宴后,胡亥把冯去疾、李由、郑国和曹参都留下了,陈平自然也在。
“曹参的贾律之事就做到这里了,后面的修改完善和正式确定,廷尉另找合适的人选接过来。我原来曾与卿言,曹参在贾律初次提请公卿审议后半载左右转调治粟内史府,可现在深耕、积粪肥尤其是一年两季收获之事感觉越来越紧迫,所以虽然今日刚公卿审议一次,也只好先让曹参过去了。”胡亥咂摸着口中菜品的余韵,对李由说道。
曹参有点儿惊异,不过没有说话。
“陛下,廷尉史不能一下放手,臣会调其他人来接替,但廷尉史还需要交接并协助一段时间。”皇帝早先说过此事,李由也心知这个曹参不会一直放在廷尉府,他的薪俸就注定是皇帝要重用的人。
“这是自然。”胡亥颌首,“接替之人要选熟悉税赋和商事之人,这样交接的快一些。曹参,现在战事既起,秦锐出关,我最担心的是粮秣。不只是军粮,还有受到战事影响郡县地区的百姓救济。如果朝堂上在秦锐此番出击后,能够确定需要占据并可实现一两年稳定的郡县,那里的百姓就需要负责供粮到下一个收获期。所以,我把你调到治粟内史这边,任内史丞。”
他看着郑国说:“老卿家年事虽高,贵在知农事,知财赋,知朝堂所费又知百姓所需,我把曹参交与你,培养成新的治粟内史。何时卿认为曹参已足担此任,何时我就允可卿致仕,并赐卿足以安度的田亩或薪俸。”

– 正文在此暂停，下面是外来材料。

PR #314, opened 2016-10-07
Update chromium.ketarin.xml

RedBaron2:
Updated the api connections to be https


gep13:
@RedBaron2 thanks! 😄

gep13:
On a side note, you might have noticed that we are moving to using AU, rather than Ketarin for packages.  If you are in a position to, it would be great if you could convert the Chromium Package that use that.  If you have any questions, let me or @majkinetor know.

Thanks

郑国最近几个月被皇帝的一系列新思路弄得很兴奋,但也很劳累。年岁大了,自觉会跟不上皇帝的要求,自己累点儿也就算了,皇帝交待的事情要是做不好,治粟内史成了拖后腿的,这面子上就实在过不去了。现在皇帝把这么个年富力强的曹参调给他,并承诺给他一个美好的晚年,心中既感动也松了一口气,马上就正揖相谢。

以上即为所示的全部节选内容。